I don't have the hardware skills anymore to do this so I though I'd inquire here. Not expecting it to be free.

I'll ask some of the hardware guys at work next week to see if anyone is interested, but I thought I'd ask here first.

Bill


----------



## bhowden (Dec 31, 2013)

I am not that interested in extra work but this does sound useful.  The HW / code is trivial.  You can get an arduino that would do the trick for about $20.  You would need a stepper, a driver like a Gecko, and the power supply for the stepper.  I would suggest buying the driver already assembled as you will probably let the smoke out of quite a few parts building your own and it won't be any cheaper.  A couple of years ago I built an AVR (the chip used in the arduino) based tachometer that uses a rotary encoder to set the diameter of the stock being turned.  Pressing the encoder shaft toggled between mode (SFM, RPM, DIA), holding the shaft down while powering up put you in setup mode to set the number of pulses per revolution.  The code for that plus driving the 4 digit 7-segment display was around 100 lines of code so what you want would be pretty simple.  I am in the process of adding a stepper to my z-axis and I just received a couple of arduinos yesterday so I might give your idea a try.  I work very slowly (way too many projects and too many forums like this to waste time on!).  My guess is that you will have a solution long before I start but if not, you are welcome to any code I come up with.

Brian


----------



## David Kirtley (Dec 31, 2013)

I was playing with this the other day at work.  All I did was to use a rotary encoder and have each pulse move a number of steps. I don't know about making the speed of the encoder set the amount of acceleration. You want to run the encoder off of an interrupt and you don't necessarily know the speed as the timing for the interrupt occurs outside the program flow (kinda). If you don't do it interrupt driven, you have to really be careful of the timing as the clock speed of the chip will be more of a limitation (assuming you are using the Arduino IDE/Language.)
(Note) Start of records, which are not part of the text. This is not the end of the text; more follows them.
PR #11566, opened 2026-08-14
fix(desktop): unblock the Swift test lane — 77 failures on every desktop PR (#11563)

### LINKED ISSUE #11563: Desktop Swift test lane red on main: 77 failures across 3 suites block every desktop PR (scrim regression root-caused to 15a51fb985)
`Desktop Swift Static & Test Contracts` fails on every desktop PR right now, so no desktop change can reach `main` and the release train has no qualification signal. It is red on PR #11553 (58m25s, Nik's own branch) and on #11559, and I reproduced it locally on unmodified `main` at `d20f89153d` with the identical failure counts, so it is not any one branch's diff.

Three independent suites are red — 77 assertion failures total:

| Suite | Failures |
|---|---|
| `ShellModalScrimTests` (`Tests/PageGlassLaneTests.swift`) | 74 |
| `GlassSurfaceReviewRegressionTests` | 1 |
| `ProactiveLaneClientTests` | 2 |

`main` shows green because the lane is path-filtered: `Detect Desktop Swift Changes` skips the test job on every commit that does not touch `desktop/macos/**`, so runs 31779563942 / 31778317070 / 31778252500 all report `success` having skipped it. The red only appears on desktop PRs.

## 1. `ShellModalScrimTests` — 74 failures, root-caused to 15a51fb985

`15a51fb985` ("fix(desktop): pass clicks through transparent dead zones of the shell and notch windows", Nik Shevchenko, 2026-08-14 02:10 -0400) added a reporter to the modal scrim's host-sized transparent barrier — `desktop/macos/Desktop/Sources/MainWindow/ShellModalScrim.swift`:

```swift
Color.clear
  .contentShape(Rectangle())
  .onTapGesture { onTap?() }
  .background(InkGlassHitRegionReporter())   // <- added by 15a51fb985
```

`PaintedExtent.of` measures what the view actually paints, and the reporter makes that host-sized barrier paint, so the measured extent becomes the whole window instead of the shell's lane:

```
XCTAssertEqualWithAccuracy failed: ("3440.0") is not equal to ("900.0") +/- ("1.5")
  - the confirmation's card is drawn but its dim is not: at (3440.0, 1440.0) the paint is narrower than the shell's lane
XCTAssertGreaterThan failed: ("0.0") is not greater than ("0.0")
  - wholeShell at (3440.0, 1440.0): the confirmation painted to the top edge, which on this window is the user's wallpaper
```

Verified by reverting only that one line locally: `swift test --filter ShellModalScrimTests` goes from **7 tests / 74 failures** to **7 tests / 0 failures**. Nothing else changed.

The reporter is there for a real reason (it keeps the barrier inside the window's pointer ownership so a modal stays modal under the new click-through sync), so the fix is not a plain revert — the barrier needs to register its hit region without contributing paint, or the test's measurement has to exclude a zero-alpha reporter. That is a call for the author of 15a51fb985 / `InkGlassHitRegions`, which is why I am filing rather than patching it.

## 2. `GlassSurfaceReviewRegressionTests` — 1 failure

```
Tests/GlassSurfaceReviewRegressionTests.swift:61: testInkGlassPanelClipsReturnedContentButNotAnOuterOverlay
  XCTAssertLessThan failed: ("0.8") is not less than ("0.5")
  - the returned red content must not paint through the panel's rounded corner
```

Still fails with the 15a51fb985 hunk reverted, so it is a separate defect.

## 3. `ProactiveLaneClientTests` — 2 failures

```
Tests/ProactiveLaneClientTests.swift:303,312: testLaterShorterRetryWindowDoesNotShortenActiveCooldown
  XCTAssertEqual failed: ("1") is not equal to ("2")
  - the later shorter Retry-After must not have shortened the active cooldown
```

Also independent of 15a51fb985.

## Repro

```
git checkout d20f89153d          # unmodified main
cd desktop/macos/Desktop
swift test --filter ShellModalScrimTests              # 7 tests, 74 failures
swift test --filter GlassSurfaceReviewRegressionTests # 3 tests, 1 failure
swift test --filter ProactiveLaneClientTests          # 11 tests, 2 failures
```

Found by the hourly desktop bug watchdog while trying to land #11559; that PR is otherwise green (20/20 `make preflight`, its own suites pass) and is blocked purely by this.

kodjima33:
## Bug

`Desktop Swift Static & Test Contracts` has been red on **every** desktop PR since `15a51fb985` (2026-08-14 02:10 EDT), so no desktop change could reach `main` and the release train had no qualification signal. `main` reads green only because the lane is path-filtered: `Detect Desktop Swift Changes` skips the test job on every commit that does not touch `desktop/macos/**`, so the red only appears on desktop PRs. Filed as #11563.

The failing set, identical across CI runs 31778872737 and 31779149249:

| Suite | Failures |
|---|---|
| `ShellModalScrimTests` | 74 |
| `GlassSurfaceReviewRegressionTests` | 1 |
| `ProactiveLaneClientTests` | 2 |
| `ChatCitationTests` | 1 |

## Root causes

**1. 75 of the 77 — the hit-region marker paints.** `InkGlassHitRegionReporter` mounts a zero-drawing AppKit marker so a transparent window can tell visible content from air. `ImageRenderer` cannot rasterise an `NSViewRepresentable` and substitutes an opaque placeholder for it, so every pixel-truth test of a surface that mounts one measured the placeholder covering the marker's whole host: the modal dim read as painting to the window's edge — which on this window is the user's wallpaper — and the glass panel's rounded corner read as filled. Measured directly: `Color.clear.background(InkGlassHitRegionReporter())` rendered at 40×40 came back fully opaque (centre RGBA `255,56,60,255`), where `Color.clear` alone is `0,0,0,0`.

**2. `testLaterShorterRetryWindowDoesNotShortenActiveCooldown` (`ff974901b6`) was never reachable.** It issued its two 429s sequentially, but an armed cooldown short-circuits the network before the second request is built (as `testExtractionSkipsNetworkDuringQuotaCooldownThenResumesAfterDeadline` asserts), so the shorter `Retry-After` was never parsed and `requestCount` could not reach the 2 it asserted.

**3. `testRewindCitationFocusIsOneShotAndPreservesExactScreenshotID` depended on a leaked global.** `RewindCitationFocusState.request` refuses an id when `RewindCaptureOwnerSnapshot.capture()` is nil, and the only thing that makes it nil is `RewindCaptureOwnerGeneration`'s suspended flag — which is process-global and outlives whichever suite suspended it. Class execution order is not stable across machines, which is the whole of the local/CI divergence: this one passes locally and has failed on CI since #11519.

## Fix

- Mount the marker at zero opacity. The placeholder then contributes no pixels, while the AppKit view stays mounted, unhidden and registered: SwiftUI applies opacity to the host layer, not to the view's own `alphaValue`, which is what `InkGlassHitRegions.containsPoint` reads. New `InkGlassHitRegionReporterTests` pins both halves — dropping the reporter would satisfy the paint half and silently return the shell to passing clicks through its own modals.
- Overlap the two 429s on a rendezvous, which is the only way a second `Retry-After` for one operation is ever observed, so the max-deadline preservation the test is named for is actually exercised.
- Start the citation-focus test from a clean fence and assert an owner exists, so it fails on the handoff it is named for or not at all.

No production behaviour changes: the only non-test edit is where the marker's opacity is applied.

## What I tested

- The six affected suites: **44/44 pass** (`ShellModalScrimTests`, `GlassSurfaceReviewRegressionTests`, `ProactiveLaneClientTests`, `ChatCitationTests`, `InkGlassHitRegionReporterTests`, `ShellClickThroughPolicyTests`) — was 77 failures.
- Full package suite on this branch: 5085 tests, 0 failures attributable to this change. Two unrelated failures reproduce identically on unmodified `main` sources (`KnowledgeGraphPaginationTests.testCatalogOnlyCanonicalAtlasIsRenderableAndActivationCached`, verified by reverting only this diff, and a `MemoryDetailPanelTests` SQLite disk-I/O flake that passes in isolation). Neither fails on CI.
- Root cause 3 reproduced under CI's precondition locally: with a suite that leaks the fence ahead of it, `consume()` returns nil exactly as CI reports without this change, and 42 with it.
- Click-through unaffected: `ShellClickThroughPolicyTests` plus the new registration test confirm a surface mounting the marker still owns the pointer.
- `make preflight` and the macOS-scoped manifest checks (swift-format lint, SwiftLint 1258 files / 0 violations) pass.

Labelled `no-changelog-needed`: nothing here changes what a user sees.

Fixes #11563.

Failure-Class: none

<a href="https://cubic.dev/pr/BasedHardware/omi/pull/11566?utm_source=github" target="_blank" rel="noopener noreferrer" data-no-image-dialog="true"><picture><source media="(prefers-color-scheme: dark)" srcset="https://www.cubic.dev/buttons/review-in-cubic-dark.svg"><source media="(prefers-color-scheme: light)" srcset="https://www.cubic.dev/buttons/review-in-cubic-light.svg">Review in cubic</picture></a>

### DIFF
--- a/desktop/macos/Desktop/Sources/Theme/InkGlassHitRegions.swift
+++ b/desktop/macos/Desktop/Sources/Theme/InkGlassHitRegions.swift
@@ -70,12 +70,27 @@ package final class InkGlassHitRegionView: NSView {
 
 /// SwiftUI mount for the marker. Attach as a `.background` so it spans exactly the surface that
 /// should own the pointer.
-package struct InkGlassHitRegionReporter: NSViewRepresentable {
+///
+/// Mounted at zero opacity, which is load-bearing rather than decorative. The marker paints nothing
+/// on screen, but `ImageRenderer` cannot rasterise an `NSViewRepresentable` and substitutes an
+/// opaque placeholder for it — so a marker at full opacity reads as *painted content covering its
+/// whole host* to every pixel-truth test of a surface that mounts one, which is a claim about the
+/// app that is not true. At zero opacity the placeholder contributes no pixels while the AppKit view
+/// stays mounted, unhidden and registered — SwiftUI applies the opacity to the host layer, not to the
+/// view's own `alphaValue`, which is what `InkGlassHitRegions.containsPoint` reads.
+/// `InkGlassHitRegionReporterTests` holds both halves.
+package struct InkGlassHitRegionReporter: View {
   package init() {}
 
-  package func makeNSView(context: Context) -> InkGlassHitRegionView {
+  package var body: some View {
+    InkGlassHitRegionMarker().opacity(0)
+  }
+}
+
+private struct InkGlassHitRegionMarker: NSViewRepresentable {
+  func makeNSView(context: Context) -> InkGlassHitRegionView {
     InkGlassHitRegionView(frame: .zero)
   }
 
-  package func updateNSView(_ view: InkGlassHitRegionView, context: Context) {}
+  func updateNSView(_ view: InkGlassHitRegionView, context: Context) {}
 }
--- a/desktop/macos/Desktop/Tests/ChatCitationTests.swift
+++ b/desktop/macos/Desktop/Tests/ChatCitationTests.swift
@@ -291,6 +291,16 @@ final class ChatCitationTests: XCTestCase {
 
   @MainActor
   func testRewindCitationFocusIsOneShotAndPreservesExactScreenshotID() {
+    // `request` refuses every id while the Rewind capture fence is suspended, and that fence is
+    // process-global: it outlives whichever suite suspended it. That is why this has failed on CI
+    // since it landed while passing locally — the id never arrived, and the failure was reported
+    // against this contract rather than against the suite that left the fence down. Start from a
+    // known-clean fence so the assertions below are about the one-shot handoff and nothing else.
+    RewindCaptureOwnerGeneration.endTransition()
+    XCTAssertNotNil(
+      RewindCaptureOwnerSnapshot.capture(),
+      "no Rewind owner for the citation focus to attach to")
+
     RewindCitationFocusState.shared.request(42)
     XCTAssertEqual(RewindCitationFocusState.shared.consume(), 42)
     XCTAssertNil(RewindCitationFocusState.shared.consume())
--- a/desktop/macos/Desktop/Tests/ChatCitationTests.swift
+++ b/desktop/macos/Desktop/Tests/ChatCitationTests.swift
@@ -291,16 +291,6 @@ final class ChatCitationTests: XCTestCase {
 
   @MainActor
   func testRewindCitationFocusIsOneShotAndPreservesExactScreenshotID() {
-    // `request` refuses every id while the Rewind capture fence is suspended, and that fence is
-    // process-global: it outlives whichever suite suspended it. That is why this has failed on CI
-    // since it landed while passing locally — the id never arrived, and the failure was reported
-    // against this contract rather than against the suite that left the fence down. Start from a
-    // known-clean fence so the assertions below are about the one-shot handoff and nothing else.
-    RewindCaptureOwnerGeneration.endTransition()
-    XCTAssertNotNil(
-      RewindCaptureOwnerSnapshot.capture(),
-      "no Rewind owner for the citation focus to attach to")
-
     RewindCitationFocusState.shared.request(42)
     XCTAssertEqual(RewindCitationFocusState.shared.consume(), 42)
     XCTAssertNil(RewindCitationFocusState.shared.consume())
--- a/desktop/macos/Desktop/Tests/InkGlassHitRegionReporterTests.swift
+++ b/desktop/macos/Desktop/Tests/InkGlassHitRegionReporterTests.swift
@@ -1,0 +1,73 @@
+import AppKit
+import OmiTheme
+import SwiftUI
+import XCTest
+
+@testable import Omi_Computer
+
+/// Regression: `InkGlassHitRegionReporter` is a marker for the pointer, and it has to be *both*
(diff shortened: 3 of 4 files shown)


kodjima33:
Closing this rather than leaving it open: it is verified but not mergeable, and the branch `watchdog/issue-11563-desktop-swift-lane-red` is ready to re-open the moment the last blocker below is resolved.

**What CI proved.** Run 31792619068 on this branch took `Desktop Swift Static & Test Contracts` from **77 failures to 1**. `ShellModalScrimTests` (74), `GlassSurfaceReviewRegressionTests` (1) and `ProactiveLaneClientTests` (2) are all green on CI with these commits — the two fixes are confirmed, not just locally tested.

**Why it cannot merge.** `ChatCitationTests.testRewindCitationFocusIsOneShotAndPreservesExactScreenshotID` (from #11519) still fails, exactly as it has on every CI run of this lane since it landed. It is unrelated to this diff and it keeps the lane red, so nothing here unblocks desktop PRs on its own.

I tried one fix for it and CI disproved the hypothesis, so I reverted it (8e73f6a9fe) rather than leave a wrong explanation in the tree. What is now known:
- `RewindCaptureOwnerSnapshot.capture()` is **non-nil** on CI at that point (my added `XCTAssertNotNil` passed), so the suspended-capture-fence theory is dead.
- The failure is therefore inside `consume()`'s remaining guards: either the owner scope captured by `request` no longer equals the one `consume` reads, or `currentOwner.isCurrent()` is false. Both are process-global owner identity/generation state that another suite mutates; class execution order is not stable across machines, which is the whole of the CI-red/local-green split.
- I could not reproduce it locally, including by forcing an owner-id split between `RewindDatabase.currentUserId` and the persisted auth owner.

Its owner should either make it establish the owner identity it needs or delete it — a test that has never passed in CI is not guarding anything.

🤖 hourly desktop watchdog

The three positions for number of steps per pulse is a much easier solution than the speed of the pulse train as you can easily lose pulses. It sounds like you would lose pulses more than you really do as the steps are so small. When I get back to work, I can post what I had working the other day (it's on my computer at work.)

Depending on how much power you are trying to run, the little Pololu stepper drivers or the EasySteppers from sparkfun can run a fairly decent stepper. Adafruit has a motor controller board that can do several things:  http://www.adafruit.com/products/1438 You can also run it off one of the L298 drivers that they already have shields for (Never personally used but lots of people use them) and not have to do any board development at all. They run a couple amps and can do a pretty good sized stepper.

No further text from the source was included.